A considerable amount of yak shaving, proportional to how big or new the next task is, normally accompanies my development activities. I am very new to Android development, so a lot of yak shaving has to happen before I start producing anything useful.

This post itself is yak shaving and as such makes a good example of meta yak shaving (it is, and describes yak shaving). The described yak shaving is about speeding up android emulator, as you might have already guessed.

So. The first thing on that quest is a low hanging fruit of Virtual Machine Acceleration. Sadly, it is low rewarding too. It barely promotes emulator from being a joke to “unbearably slow”. Not good enough.

Next stop is more interesting - Android-x86. It ports Android on x86 platform so it can be installed on a PC or, more specific to our needs, on a VirtualBox VM. Let us go through the setup, as there are few hoops to be bear in mind.

Create vm with sensible defaults (Other Linux, 512 Mb RAM, HD 2 GB). Boot with the ISO that you need.

Setup port forwarding:

% VBoxManage modifyvm "VM_NAME_HERE" --natpf1 "console,tcp,,5554,,5554"    
% VBoxManage modifyvm "VM_NAME_HERE" --natpf1 "adb,tcp,,5555,,5555"

so that adb (Android Debug Bridge) can connect to vm:

% adb connect localhost
connected to localhost:5555

At this point we’ve got a fully functional Android VM that we can deploy to from Eclipse. To do that simply use a run configuration with target set to “Always prompt to pick device”.

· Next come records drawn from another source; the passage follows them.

PR #31397, opened 2026-08-28
Persist Frame-owned SQLite runtime state

fontanierh:
## Description

- mount a private writable Litestream replica at `w/{workspaceId}/frames/{frameId}/state/databases`
- restore Frame SQLite state before a fresh sandbox can execute functions
- flush Frame databases before sandbox sleep or kill, including credential refresh
- expose the existing DSBX database runtime ABI to Frame functions without mounting source files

Fix resolution because it is not mobile by default. Here is how to do it (mostly copied from here):

  1. Add custom screen resolution:

     % VBoxManage setextradata "VM_NAME_HERE" "CustomVideoMode1" "480x800x16"
    
  2. Figure out what is the ‘hex’-value for your VideoMode:
    • Start the VM
    • In GRUB menu enter a
    • In the next screen append vga=ask and press Enter
    • Find your resolution and write down/remember the ‘hex’-value for Mode column
  3. Translate the value to decimal notation (for example 360 hex is 864 in decimal).
  4. Go to menu.lst and modify it:
    • From the GRUB menu select Debug Mode
    • vi /mnt/grub/menu.lst to add vga=864 (if your ‘hex’-value is 360) to the end of kernel boot parameters. Depending on what device you want to emulate (and probably current state of Android-x86 project) you might also want to change DPI (e.g. add/change DPI=240).
  5. reboot -f


Finally, to enable proper mouse support, in VM settings (System tab) uncheck “Enable absolute pointing device”.


That is it. Fast emulator, comparable to that of iOS. If only Google had something like that in their sdk. But hey, that would mean what, no yak shaving? Unacceptable.